TASK PROMPT: Each record beneath this sentence is to be transcribed exactly as it reads.

(Dataset excerpts)
PR #1599, opened 2022-03-25
Remove PY3.6 support, fix type hint bug in py3.10 and add py3.10 test support

ktbyers:


ktbyers:
@mirceaulinic The first commit here is an error that breaks NAPALM on PY3.10

The other changes are to enable testing on PY3.10. I tried to use even newer versions of both py.test and pylama, but run into other issues.

Note, I removed PY3.6 support as the pylama library I needed to use for PY3.10 had dropped support for it (so I ran into a test issue). I thought this was okay since PY3.6 is EOL.

mirceaulinic (approved):
That's great - thanks for your work and details on this, Kirk!

PR #1607, opened 2022-04-05
init variables used for total and used mem

tealflipper:
Fixes error given in python 3.8 where total_mem cannot be calculated due to proc_total_mem not being initialized with a value


ktbyers:
@tealflipper Do you have an example where this is happening?

i.e. what does `show memory statistics` show for output on the failing device?

I would say that we probably shouldn't need to initialize the values i.e. that the parsing should always yield values (if it doesn't something else has gone wrong).

ktbyers:
Any more details @tealflipper ?

tealflipper:
Searching for the error, I found I was not using the correct driver. Thank
you!

PR #1608, opened 2022-04-06
ignore_warnings argument requires Juniper pyez >= 2.6.3

ktbyers:


mirceaulinic (approved):

mirceaulinic:
To avoid this annoying error, was wondering if you'd agree to port this commit into the `master` branch and release 3.4.1 before 4.0.0? Ideally we should release 4.0.0 soon(-ish) but there are some features I'd like to include there, that aren't ready yet...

TASK OUTPUT:
PR #1599, opened 2022-03-25
Remove PY3.6 support, fix type hint bug in py3.10 and add py3.10 test support

ktbyers:


ktbyers:
@mirceaulinic The first commit here is an error that breaks NAPALM on PY3.10

The other changes are to enable testing on PY3.10. I tried to use even newer versions of both py.test and pylama, but run into other issues.

Note, I removed PY3.6 support as the pylama library I needed to use for PY3.10 had dropped support for it (so I ran into a test issue). I thought this was okay since PY3.6 is EOL.

mirceaulinic (approved):
That's great - thanks for your work and details on this, Kirk!

PR #1607, opened 2022-04-05
init variables used for total and used mem

tealflipper:
Fixes error given in python 3.8 where total_mem cannot be calculated due to proc_total_mem not being initialized with a value


ktbyers:
@tealflipper Do you have an example where this is happening?

i.e. what does `show memory statistics` show for output on the failing device?

I would say that we probably shouldn't need to initialize the values i.e. that the parsing should always yield values (if it doesn't something else has gone wrong).

ktbyers:
Any more details @tealflipper ?

tealflipper:
Searching for the error, I found I was not using the correct driver. Thank
you!

PR #1608, opened 2022-04-06
ignore_warnings argument requires Juniper pyez >= 2.6.3

ktbyers:


mirceaulinic (approved):

mirceaulinic:
To avoid this annoying error, was wondering if you'd agree to port this commit into the `master` branch and release 3.4.1 before 4.0.0? Ideally we should release 4.0.0 soon(-ish) but there are some features I'd like to include there, that aren't ready yet...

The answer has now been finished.